Arizona Cardinals quarterback Kyler Murray (1) is pressured by Los Angeles Rams outside linebacker Clay Matthews during the first half of an NFL football game, Sunday, Dec. 1, 2019, in Glendale, Ariz. (AP Photo/Ross D. Franklin)
Arizona Cardinals quarterback Kyler Murray (1) is pressured by Los Angeles Rams outside linebacker Clay Matthews during the first half of an NFL football game, Sunday, Dec. 1, 2019, in Glendale, Ariz. (AP Photo/Ross D. Franklin)

THOUSAND OAKS, Calif. (AP) — Nearly two months later, Clay Matthews still isn't sorry for his tweet condemning the performance of the NFL's referees this season.

That's why his $12,500 fine for the tweet wasn't reduced by the league, the Los Angeles Rams linebacker says with a chuckle.

“I was not remorseful enough,” the veteran said when asked about his failed appeal of the fine.

Matthews says the NFL got that call right: He isn't remorseful, because he feels he was telling the truth when he wrote: “The storyline for the 2019 season continues to be the refs inability to make the accurate and correct calls week in and week out. Al Riveron (the NFL's senior vice president of officiating) continues to blindly side with his refs and the current status quo. Something must change! Zero accountability.”

“I was correct,” Matthews said Thursday. “Ultimately, I think most people apologize for feeling remorse when they're in the wrong, and I don't think I was in the wrong. The only thing I was wrong for doing was for going against the rules of the CBA, which is to not talk poorly about officiating."

Matthews has been on the wrong end of plenty of calls during his 11-year pursuit of the NFL's quarterbacks, and he has been outspoken in his criticism of overzealous calls in a league that protects those quarterbacks extensively. His chase continued in Los Angeles this season after a decade in Green Bay, and Matthews is still going strong as he heads into the final quarter of an impressive rebound season with eight sacks in nine games.

His frustration with officials peaked when he sent that tweet from his couch Oct. 14 while he was sidelined with his broken jaw wired shut. He had been accidentally injured by the back heel of Seahawks running back Chris Carson late in the Rams' painful 30-29 loss at Seattle earlier in October.

Matthews won't be worried about his health Sunday night when he leads the Rams' impressive defense against Carson and the Seahawks at the Coliseum.
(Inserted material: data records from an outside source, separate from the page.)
PR #794, opened 2026-09-04
Return netCDF failures from WriteMakegridNetCDFFile instead of aborting

CharlesCNorton:
`WriteMakegridNetCDFFile` returns `absl::Status` and reports its two argument checks that way since #722, while every netCDF call in the same function is a `CHECK_EQ` against `NC_NOERR`. An output path whose directory does not exist ends the process at the first of them:

```
F0000 00:00:1788529526.383789 1532117 makegrid_lib.cc:762] Check failed:
nc_create(makegrid_filename.c_str(), NC_CLOBBER, &ncid) == NC_NOERR (2 vs. 0)
*** Check failure stack trace: ***
```

The same holds for the definition and write calls below it, which is where a full disk lands.

The 47 checks become status returns carrying `nc_strerror` and the file name. `nc_create` and `nc_close` are written out, one having no open file to close yet and the other being the close itself; the rest go through a `VMECPP_RETURN_IF_NETCDF_ERROR` macro that closes the file and is undefined again after the function.

`CheckWriteMakegridNetCDFFileReportsUnwritablePath` writes into a directory that does not exist and requires `kInternal` and the file name in the message. It aborts against the previous code and passes with this change.

`//vmecpp/common/makegrid_lib:makegrid_lib_test` passes 19 tests, including the write round trip and the argument rejections that #722 added.

Independent of #793, which changes a different function in this file.

### DIFF
--- a/src/vmecpp/cpp/vmecpp/common/makegrid_lib/makegrid_lib.cc
+++ b/src/vmecpp/cpp/vmecpp/common/makegrid_lib/makegrid_lib.cc
@@ -735,6 +735,19 @@ absl::StatusOr<MakegridCachedVectorPotential> ComputeVectorPotentialCache(
   return response_table_a;
 }  // ComputeVectorPotentialCache
 
+// Report a netCDF failure through the return value of the enclosing function,
+// carrying the library's own message, and close the file being written.
+#define VMECPP_RETURN_IF_NETCDF_ERROR(nc_call)                               \
+  do {                                                                       \
+    const int nc_status = (nc_call);                                         \
+    if (nc_status != NC_NOERR) {                                             \
+      nc_close(ncid);                                                        \
+      return absl::InternalError(absl::StrFormat("could not write '%s': %s", \
+                                                 makegrid_filename,          \
+                                                 nc_strerror(nc_status)));   \
+    }                                                                        \
+  } while (0)
+
 absl::Status WriteMakegridNetCDFFile(
     const std::string& makegrid_filename,
     const MakegridParameters& makegrid_parameters,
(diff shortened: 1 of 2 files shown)


src/vmecpp/cpp/vmecpp/common/makegrid_lib/makegrid_lib.cc
```diff
@@ -733,6 +733,19 @@ absl::StatusOr<MakegridCachedVectorPotential> ComputeVectorPotentialCache(
...
+#define VMECPP_RETURN_IF_NETCDF_ERROR(nc_call)                               \
+  do {                                                                       \
+    const int nc_status = (nc_call);                                         \
+    if (nc_status != NC_NOERR) {                                             \
+      nc_close(ncid);                                                        \
+      return absl::InternalError(absl::StrFormat("could not write '%s': %s", \
+                                                 makegrid_filename,          \
+                                                 nc_strerror(nc_status)));   \
+    }                                                                        \
+  } while (0)
```
jurasic-pf, line 749: cant you just do local scoping with {} ? why do we need the do while?

jurasic-pf (approved):
good pr

src/vmecpp/cpp/vmecpp/common/makegrid_lib/makegrid_lib.cc
CharlesCNorton: Bare braces would make `MACRO(x);` expand to a compound statement plus a null statement, which breaks an `if (...) MACRO(x); else ...`; the do/while(0) is what lets it be used as an ordinary statement anywhere. Every call site here is standalone today, so braces would compile, but the macro would stop being safe to move.

PR #764, opened 2026-09-01
Set the comparison tolerances from the measured deviation

CharlesCNorton:
Several comparison tolerances in the C++ tests sit within round-off of the deviation they bound, so they fail intermittently on the CI runners while passing locally. They take down pull requests that cannot reach the code they test.

Two have done so this week. `Threed1ShafranovIntegralsTest/cma` reads 5.114e-11 and 5.462e-11 against its 5.0e-11 bound on the asan and opt runners, and measures 4.08e-11 locally; it failed #740 and #816, neither of which touches the Shafranov integrals. `ExtrapolateBSubsSTest/cth_like_fixed_bdy_nzeta_37` carried 5.0e-15 against a deviation measuring 3.3e-15 locally and 5.2e-15 on the CI compiler.

Every tolerance in the suite reaches `testing::IsCloseRelAbs`, so recording the worst `|rel_abs_error|` per call site there measures all of them at once. Over the full suite that is 2121 distinct (file, line, tolerance) sites, measured four times: the `opt`, `asan` and `ubsan` builds this repository tests in CI, and one built with `-march=native`.

The three CI builds agree bit-for-bit on all 2121 sites. `-march=native` moves 1461 of them, by up to a factor of four, which is the size of the shift a different instruction set or compiler produces. Twenty-one round-off-bound sites sit below a factor of 1.5 over those four builds, which is less than that shift.

Those are raised to at least five times the worst observed deviation, rounded to a round number:

| test | from | to | worst observed |
|---|---|---|---|
| `RecomputeMagneticAxisToFixJacobianSignTest` | 1.0e-15 | 5.0e-15 | 9.66e-16 |
| `CovariantMagneticFieldTest` | 2.0e-15 | 1.0e-14 | 1.96e-15 |
| `VolumeTest` | 1.0e-15 | 5.0e-15 | 9.39e-16 |
| `EvolveTest` | 1.0e-15 | 5.0e-15 | 8.65e-16 |
| `EvolveTest` | 2.0e-14 | 1.0e-13 | 1.36e-14 |
| `InverseFourierTransformGeometryTest` | 2.0e-15 | 1.0e-14 | 1.41e-15 |
| `JacobianTest` | 5.0e-15 | 2.0e-14 | 3.44e-15 |
| `JacobianTest` | 2.0e-14 | 1.0e-13 | 1.37e-14 |
| `FourierGeometryToStartWithTest` | 1.0e-14 | 5.0e-14 | 7.10e-15 |
[...]

PR #795, opened 2026-09-04
Carry the Jacobian sign in the Mercier volume derivative

CharlesCNorton:
**Change** - `ComputeMercierStability` multiplies the volume derivative of the first Mercier table by `sign_of_jacobian`, as it already does for WELL at the same site.

**Cause** - the volume derivative was the plain half-grid average of `vp_real`. `mercier.f90:191` forms it as

```fortran
sqs = p5*(vp_real(i) + vp_real(i+1))*sign_jac
```

and then writes `shear(i)/sqs` as SHEAR, `sqs` itself as VP, `ip(i)/sqs` as ITOR' and `presp(i)/sqs` as PRES'. The Jacobian sign is therefore carried by all four columns, and with the usual negative Jacobian, which is every bundled case, they came out negated.

**Evidence** - ratio to the `mercier.<case>` file educational_VMEC writes, before the change, to the five significant figures the file carries, on every case:

| column | ratio before |
| --- | --- |
| SHEAR | -0.999987 |
| VP | -1.000005 |
| ITOR' | -0.999999 |
| PRES' | -0.999996 |
| WELL | 0.999978 |
| IOTA | 0.999974 |

S, PHI, PRES and ITOR agree as well. Comparing every column of both Mercier tables against that file across the bundled cases, nine go from four differing columns to all fifteen agreeing: `solovev`, `solovev_no_axis`, `solovev_analytical`, `cth_like_fixed_bdy`, `cth_like_fixed_bdy_iota`, `cth_like_fixed_bdy_nzeta_37`, `cth_like_fixed_bdy_spline_pressure`, `cth_like_free_bdy` and `li383_low_res`. What still differs elsewhere does not come from this quantity: `cma` carries no current, so its ITOR and ITOR' are round-off around 1e-10; the asymmetric cases differ by the `tmult` normalisation; and `up_down_asymmetric_tokamak` sits in a different poloidal gauge.

**Tests** - `CheckMercierStability` reproduced the same unsigned average and asserted the first table against it, so the test and the implementation agreed with each other and both differed from the reference. The test now applies `sign_of_jacobian` where it already reads it for the WELL comparison.

**Scope** - the second table is unaffected, since `Dshear`, `Dcurr`, `Dwell` and `Dgeod` are built from the intermediates and not from this quantity. Nothing outside the output stage reads these fields.

### DIFF
--- a/src/vmecpp/cpp/vmecpp/vmec/output_quantities/output_quantities.cc
+++ b/src/vmecpp/cpp/vmecpp/vmec/output_quantities/output_quantities.cc
@@ -3187,9 +3187,12 @@ vmecpp::MercierFileContents vmecpp::ComputeMercierStability(
     // S
     mercier.s[jF] = mercier_intermediate.s[jF];
 
+    // mercier.f90 forms this as sqs = 0.5*(vp_real(i) + vp_real(i+1))*sign_jac
+    // and divides SHEAR, ITOR' and PRES' by it, so the Jacobian sign belongs
+    // here rather than only on WELL.
     const double vp_full = (mercier_intermediate.vp_real[jHo] +
                             mercier_intermediate.vp_real[jHi]) /
-                           2.0;
+                           2.0 * vmec_internal_results.sign_of_jacobian;
     if (vp_full == 0.0) {
       // skip this surface
       continue;
--- a/src/vmecpp/cpp/vmecpp_large_cpp_tests/vmec/output_quantities/output_quantities_test.cc
+++ b/src/vmecpp/cpp/vmecpp_large_cpp_tests/vmec/output_quantities/output_quantities_test.cc
@@ -671,7 +671,7 @@ TEST_P(MercierStabilityTest, CheckMercierStability) {
 
     const double vp_full = (static_cast<double>(mercier["vp_real"][jHo]) +
                             static_cast<double>(mercier["vp_real"][jHi])) /
-                           2.0;
+                           2.0 * sign_of_jacobian;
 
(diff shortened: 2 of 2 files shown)


CharlesCNorton:
The one job that failed here is `Install and run tests (macos-14, true, 3.14)`; the other fifteen were cancelled by fail-fast. Its failure is `test_pybind_vmec.py::test_output_quantities` on `wout.jcuru[50]`, the extrapolated edge value `2*jcuru(ns-1) - jcuru(ns-2)` of `cma`, at 1.03e-6 against the 1e-6 tolerance (`4.814665522566e+01` against the reference `4.814670572801e+01`). The Ubuntu 3.12 job in the same run passed the test, and the same macOS job passed on #792, #793 and #794 at this base.

`jcuru` comes from `bsubu` and `bsubv` through the radial force balance and reads none of the four Mercier columns this change touches; the only Mercier quantities that reach `wout` are the second-table `DMerc`, `DShear`, `DCurr`, `DWell` and `DGeod`, which are built from the intermediates and are unchanged. A Linux build of this branch puts that edge value 2.1e-7 from the reference. The margin on that assertion is the kind #764 measures.

I cannot rerun the workflow from a fork.

CharlesCNorton:
Checked independently against the `mercier.<case>` text file educational_VMEC writes, rather than the dumps: on main the SHEAR, VP, ITOR' and PRES' columns come out with the opposite sign for `cth_like_fixed_bdy` and `solovev`, and on this branch all ten columns agree to the five digits the file prints.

After spending the past two weeks chasing Lamar Jackson and Kyler Murray, Matthews' job gets no easier with the arrival of Russell Wilson.
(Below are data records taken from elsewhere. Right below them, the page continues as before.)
Issue #775, opened 2026-09-02
Antisymmetric part of a free-boundary solution differs from PARVMEC by 10%


CharlesCNorton:
The antisymmetric part of a free-boundary solution differs from PARVMEC by about 10% of its own size, while the symmetric part agrees.

Measured on `test_data/cth_like_free_bdy_asym.json` (stellarator-symmetric boundary and profiles, `mgrid_cth_like_asym.nc` as the external field), run through VMEC++ at `main` with #771 applied, through educational_VMEC, and through PARVMEC (Stellarator-Tools, serial, `version_ = 10.0`) from the same namelist. Max abs difference over the max abs of the PARVMEC array:

| quantity | VMEC++ vs PARVMEC | educational_VMEC vs PARVMEC |
|---|---|---|
| rmnc | 5.0e-4 | 5.2e-4 |
| zmns | 1.7e-3 | 1.7e-3 |
| bmnc | 5.5e-4 | 5.7e-4 |
| wb | 2.8e-5 | 3.1e-5 |
| rmns | 4.0e-2 | 3.7e-2 |
| zmnc | 1.5e-1 | 1.3e-1 |
| lmnc | 6.0e-2 | 5.4e-2 |
| gmns | 1.0e-1 | 9.5e-2 |
| bmns | 1.1e-1 | 1.0e-1 |

VMEC++ and educational_VMEC take 248 iterations, PARVMEC 256. The two 8.52-lineage codes agree with each other to the level of their symmetric parts, so the difference sits in what the lineages do with the antisymmetric external field in Nestor. With the symmetric `mgrid_cth_like.nc` and `lasym = true`, all three agree to 1e-7, so the symmetric path of Nestor is not involved.

The `LasymFreeBoundaryMatchesEducationalVmec` test checks seven scalars (aspect, volume, Rmajor, Aminor, beta, rbtor, volavgB) to 1e-4 against educational_VMEC and only requires the antisymmetric arrays to be non-zero, so the suite cannot see this. Which side is right is open; a comparison of `bsqvac` from the two Nestor implementations on a fixed asymmetric boundary would settle it. PARVMEC's `Sources/NESTOR_vacuum` received a series of recurrence and indexing fixes between 2026-05 and 2026-07.

CharlesCNorton:
Two attempts at isolating the vacuum solve, for whoever picks this up:

[...]

PR #796, opened 2026-09-04
Fold the sin-source vacuum kernel about theta -> -theta for lasym

CharlesCNorton:
`LaplaceSolver::PerformPoloidalFourierTransforms` projects the source-side kernel onto the reduced poloidal range `[0, pi]`. For `lasym` that kernel is evaluated on the full range, so each block has to fold it about `theta -> -theta` with the parity its projection needs. The two cos-source blocks do that. The two sin-source blocks did not: `amat_sin_sin` took `actemp` and `astemp` on the reduced range as they stand, and `amat_sin_cos` took the same arrays with cos weights. `fouri.f90:127-141` integrates all four blocks over the full range with plain weights.

On a stellarator-symmetric surface `actemp` is odd and `astemp` even in the source angle, so the full-range integral behind `amat_sin_cos` vanishes while its half-range sum does not. That block maps the cos potential into the sin equation, and the antisymmetric part of the vacuum field therefore leaked into the symmetric potential at first order. `amat_sin_sin` was exact only while the surface stayed symmetric. Nothing in the tree could see either: the degenerate `lasym` tests carry no cos potential, and no asymmetric free-boundary case has a reference.

Measured on `cth_like_free_bdy_asym`, whose mgrid is asymmetric at 2.7e-4 of the field, against its mirror image (plane `k -> (kp - k) % kp`, `Z -> -Z`, `B_R -> -B_R`, the relation the symmetric `mgrid_cth_like.nc` satisfies to 2e-15). At the first vacuum solve the surface is symmetric to 1e-10, so the sin half of `potvac` must be identical for the symmetric, asymmetric and mirrored fields and the cos half must change sign:

| | before | after |
| --- | --- | --- |
| `\|sin(asym) - sin(sym)\|` | 8.1e-3 | 1.1e-15 |
| `\|sin(asym) - sin(mirror)\|` | 1.6e-2 | 2.4e-15 |
| `\|cos(asym) + cos(mirror)\|` | 9.9e-14 | 9.9e-14 |

At convergence (`ftol` 1e-8, 248 iterations both ways), the original and mirrored equilibria:

| | before | after |
| --- | --- | --- |
| `volume`, `aspect`, `wb` | 8.6e-6, 2.1e-5, 6.1e-6 | 1.0e-13, 7.5e-15, 1.2e-15 |
| `rmax_surf`, `rmin_surf`, `zmax_surf` | 1.2e-4, 1.3e-4, 4.8e-4 | 1.7e-13, 4.5e-14, 8.4e-13 |
| `rmns`, `zmnc`, `lmnc`, `bmns` (`\|a+b\|/max\|a\|`) | 5.4e-3, 2.2e-2, 1.2e-2, 1.7e-2 | 1.6e-11, 6.4e-11, 3.4e-11, 5.0e-11 |

educational_VMEC and PARVMEC sit at 1e-11 on those arrays and 1e-13 on those scalars.

Against the other two codes at the same tolerance, as `max|a-b|/max|reference|`:

| | VMEC++ vs edu before | VMEC++ vs edu after | VMEC++ vs PARVMEC after | edu vs PARVMEC |
| --- | --- | --- | --- | --- |
| `rmns` | 2.7e-3 | 4.3e-6 | 3.72e-2 | 3.72e-2 |
| `zmnc` | 1.0e-2 | 1.4e-5 | 1.196e-1 | 1.196e-1 |
| `lmnc` | 5.8e-3 | 8.4e-6 | 5.11e-2 | 5.11e-2 |

So the antisymmetric part now agrees with educational_VMEC to 1e-5, and what remains of the difference #775 measured against PARVMEC is shared by both 8.52-lineage codes to four digits.

The `lasym = false` path is untouched: `cth_like_free_bdy` against the checked-in Fortran wout stays at 1.9e-12. The fixed-boundary `lasym` mirror pair (`cth_like_fixed_bdy_asym` with `rbs`, `zbc`, `raxis_s`, `zaxis_c` negated) is exact to 1e-14 before and after, which confines the change to the vacuum solver.

`LasymFreeBoundaryIsMirrorCovariant` reads `mgrid_cth_like_asym.nc` into a response table, mirrors it in memory, runs both and requires the gauge-invariant scalars to agree to 1e-10, the symmetric arrays to agree and the antisymmetric arrays to change sign to 1e-9 of their scale. Against `main` every one of its fourteen expectations fails.

`laplace_solver_test` (9), `singular_integrals_test` (4), `vmec_in_memory_mgrid_test` (3 plus the new case) and `vmec_test` (14, including both `lasym` free-boundary cases) pass.

### DIFF
--- a/src/vmecpp/cpp/vmecpp/free_boundary/laplace_solver/laplace_solver.cc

He has been up to almost every task this season, answering critics who thought his big-play days were over in Green Bay. Although his broken jaw sidelined him for three games in October, Matthews is in the NFL's top 20 in sacks along with teammates Aaron Donald (9 1/2 sacks) and Dante Fowler (7 1/2 sacks).

“He's all we thought he would be, maybe a little better,” Rams defensive coordinator Wade Phillips said of Matthews. “He's come in and done a great job for us.”

Matthews has returned from injury with two sacks in four games, teaming up with Fowler, Donald and Ogbo Okoronkwo to provide a strong pass rush for a defense that has moved steadily up the league rankings for two months despite a 45-6 drubbing from Jackson and the powerhouse Ravens last month.

Los Angeles' defense made major changes while Matthews' jaw was wired shut, and he has adjusted to it well. Three of the Rams' top players in the secondary two months ago in Seattle were gone by the time his jaw healed, with safety John Johnson going on injured reserve while cornerbacks Marcus Peters and Aqib Talib departed in trades.

The moves also included the arrival of Jalen Ramsey, and the superstar cornerback's looming presence has changed Phillips' schemes to Matthews' pleasure.

“You definitely see a switch as far as playing some more man(-to-man coverage) with everything that Jalen is capable of doing back there,” Matthews said. “I think we lead the league, at least as of a couple of (games) ago, with a four-man rush as far as being able to pressure the quarterback. You put man coverage back there and then four guys who can get to the quarterback, ultimately that's a really good combination there. But guys are just playing well, too.”

NOTES: A grinning Todd Gurley had Thursday's top one-liner when the running back was asked about coach Sean McVay's declaration Wednesday that “me not being an idiot” was the reason for Gurley's recent increase in touches and productivity: “He said it, I didn't.” ... Gurley also confirmed his lack of interest in his own touches: “It doesn’t matter. Hit you with the same answer: it’s a team sport, man. We've got great running backs.” ... TE Gerald Everett missed practice with the knee injury that kept him out last week. McVay isn't sure whether his top pass-catching tight end will be able to play against Seattle.